Collected data entries:
________________

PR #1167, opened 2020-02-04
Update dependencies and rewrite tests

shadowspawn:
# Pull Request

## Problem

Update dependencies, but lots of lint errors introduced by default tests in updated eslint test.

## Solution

________________

YOUR OBJECTIVE.
Which lines above contain the word "dependencies"? Copy each one.

REPLY.
Update dependencies and rewrite tests
Update dependencies, but lots of lint errors introduced by default tests in updated eslint test.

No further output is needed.